[Opening PROVIDED MATERIAL section]

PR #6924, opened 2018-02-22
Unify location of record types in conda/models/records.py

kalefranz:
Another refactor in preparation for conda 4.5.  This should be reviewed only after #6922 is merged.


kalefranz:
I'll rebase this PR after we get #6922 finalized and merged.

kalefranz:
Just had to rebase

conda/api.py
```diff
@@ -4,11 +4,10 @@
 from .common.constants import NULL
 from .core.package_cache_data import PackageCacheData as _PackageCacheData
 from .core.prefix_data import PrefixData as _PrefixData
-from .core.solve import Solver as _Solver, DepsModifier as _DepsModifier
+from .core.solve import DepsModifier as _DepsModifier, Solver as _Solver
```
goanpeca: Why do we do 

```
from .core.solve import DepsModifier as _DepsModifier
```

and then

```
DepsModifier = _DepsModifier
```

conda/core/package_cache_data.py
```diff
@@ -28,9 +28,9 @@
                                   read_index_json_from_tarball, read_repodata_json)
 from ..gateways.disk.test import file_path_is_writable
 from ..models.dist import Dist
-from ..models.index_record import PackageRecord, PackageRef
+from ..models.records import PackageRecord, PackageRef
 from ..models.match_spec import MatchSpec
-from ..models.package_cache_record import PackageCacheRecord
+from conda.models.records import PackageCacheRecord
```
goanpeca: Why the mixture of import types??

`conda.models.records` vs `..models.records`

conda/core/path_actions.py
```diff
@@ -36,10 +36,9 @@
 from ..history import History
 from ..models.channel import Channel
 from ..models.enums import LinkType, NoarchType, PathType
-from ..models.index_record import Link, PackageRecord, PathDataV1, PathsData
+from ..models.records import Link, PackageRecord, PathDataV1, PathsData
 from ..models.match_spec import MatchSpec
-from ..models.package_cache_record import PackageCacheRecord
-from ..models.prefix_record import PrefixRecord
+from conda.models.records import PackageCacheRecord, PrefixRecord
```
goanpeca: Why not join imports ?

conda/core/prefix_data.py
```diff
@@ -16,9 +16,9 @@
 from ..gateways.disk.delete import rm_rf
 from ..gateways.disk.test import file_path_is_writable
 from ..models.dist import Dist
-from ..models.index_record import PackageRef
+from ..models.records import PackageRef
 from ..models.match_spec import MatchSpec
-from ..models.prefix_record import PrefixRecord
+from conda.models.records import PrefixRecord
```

[Closing PROVIDED MATERIAL section]

List all lines above in which the string "solve" appears.

# [WRITTEN ANSWER]
-from .core.solve import Solver as _Solver, DepsModifier as _DepsModifier
+from .core.solve import DepsModifier as _DepsModifier, Solver as _Solver
from .core.solve import DepsModifier as _DepsModifier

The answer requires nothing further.